Have two variables Min and Max. Perform any tree traversal.Assign the first traversed leaf element to Min and Max for all other leaf elements check with these variables and update it accordingly. If a current element is < Min then update Min with that element. If it is > Min then check with Max.

Note: If you want to find the greatest and least among all nodes perform the checks for each node traversed.

**7. Is it possible to find find the greatest and least value among the nodes in a given BST without using any extra variables?**

a. No solution exist.

b. Solution need 2 extra variables

c. Solution exist without any extra variables

d Solution need 1 extra variable

Solution:c Solution exist without any extra variables

As per BST property, the left most node should be the least one and the rightmost node should be the greatest. In other words, the first and last node of an Inorder traversal are the least and greatest among the nodes respectively.

**8. Is it possible to implement 2 stack in an array?**

Condition: None of the stack should indicate an overflow until every slot of an array is used.

a.

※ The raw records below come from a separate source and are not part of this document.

PR #1096, opened 2023-10-11
Support plugin message in configuration stage

### LINKED ISSUE #1095: Joining back-end Fabric server without content-adding mods yields "incomplete set of tags" disconnect message
When connecting to a back-end server running Fabric with only server-side mods, clients connecting through Velocity are being disconnected with the message: `Unable to connect to survival: Incomplete set of tags received from server. Please contact server operator.`

When the back-end server is made directly accessible, vanilla clients can connect, confirming that none of the server's mods add content to the game that can cause the 'incomplete tags' disconnect.

# Setup
- Proxy running Velocity 3.2.0-SNAPSHOT-269, no plugins.
- Backend server running Fabric Loader 0.14.23, with mods: `cloth-config`, `fabric-api`, `ferritecore`, `krypton`, `lazydfu`, `lithium`, `luckperms`, `starlight` and `vanilla-permissions`.

james58899:
Fabric-API will send **PluginMessage** in configuration stage and use **PingIdentify** to confirm the client is ready, so Velocity must transfer packets to the backend server.

Fix #1095

### DIFF
--- a/proxy/src/main/java/com/velocitypowered/proxy/connection/client/ClientConfigSessionHandler.java
+++ b/proxy/src/main/java/com/velocitypowered/proxy/connection/client/ClientConfigSessionHandler.java
@@ -17,6 +17,7 @@
 
 package com.velocitypowered.proxy.connection.client;
 
+import com.velocitypowered.api.event.player.PlayerClientBrandEvent;
 import com.velocitypowered.proxy.VelocityServer;
 import com.velocitypowered.proxy.connection.MinecraftConnection;
 import com.velocitypowered.proxy.connection.MinecraftSessionHandler;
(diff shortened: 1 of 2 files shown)


proxy/src/main/java/com/velocitypowered/proxy/connection/client/ClientConfigSessionHandler.java
```diff
@@ -105,6 +108,31 @@ public boolean handle(FinishedUpdate packet) {
...
 
+  @Override
+  public boolean handle(PluginMessage packet) {
+    VelocityServerConnection serverConn = player.getConnectionInFlight();
+    if (serverConn != null) {
+      if (PluginMessageUtil.isMcBrand(packet)) {
+        String brand = PluginMessageUtil.readBrandMessage(packet.content());
+        server.getEventManager().fireAndForget(new PlayerClientBrandEvent(player, brand));
+        player.setClientBrand(brand);
+        // Client sends `minecraft:brand` packet immediately after Login,
```
electronicboy, line 119: We should probably look into ensuring that this is at least sent somewhere if we can't just send it right now; I need to spend some time looking over this, ideally we should race hard to get the connection to the server into configuration so we can deal with syncing stuff, but, that is probably a wider headache to deal with someday (hopefully soon™)

james58899: The client also won't send minecraft:brand when it re-enters the configuration stage after being connected, so I think it is safe to discard this packet.

In the design of Fabric-API, the client will only respond after receiving a packet from the server, so it should not lose any other packets.

ghost:
Bump, would really like to see this fixed

Tetricz:
I too would like to see this fixed.

james58899:
@electronicboy Can it be merged at the current state? At least this allows 1.20.2 with FabricAPI to connect.

Before this PR, the velocity would discard all PluginMessages, and the vanilla server didn't handle PluginMessages at all. So, I don't think this PR will break anything unless it's already broken.

4drian3d (approved):

DeathTrooperr:
Would love to see this fixed as well. Waiting to start a small Minecraft server network for my friends and I and this is the last thing missing.

astei (approved):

Only 1 stack can be implemented for the given condition

b. Stacks can not be implemented in array

c. 2 stacks can be implemented for the given condition.

d. 2 stacks can be implemented if the given condition is applied only for 1 stack.

Solution:c. 2 stacks can be implemented for the given condition

Start 1st stack from left (1st position of an array) and 2nd from right (last position say n). Move 1st stack towards right( i.e 1,2,3 …n) and 2nd towards left (i.e n,n-1,n-2…1).

**9. Given two keys K1 & K2, write an algorithm to print all the elements between them with K1<=K2 in a BST.**

a. Solution need 2 extra spaces

b. Linear solution is possible without using any extra space

c No linear solution exist

d Solution need 1 extra space

Solution:b. Linear solution is possible without using any extra space

Perform an inorder traversal. Once you find K1 print it and continue traversal now, print all other traversed elements until you reach K2.

Note: If K1 == K2 stop once you find K1.

**10. How many stacks are required to implement a Queue.**

a. One

b. Two

c. Three

d. Two + one extra space.

Solution:b Two

Have two stacks S1 and S2.

For Enqueue, perform push on S1.

For Dequeue, if S2 is empty pop all the elements from S1 and push it to S2. The last element you popped from S1 is an element to be dequeued. If S2 is not empty, then pop the top element in it.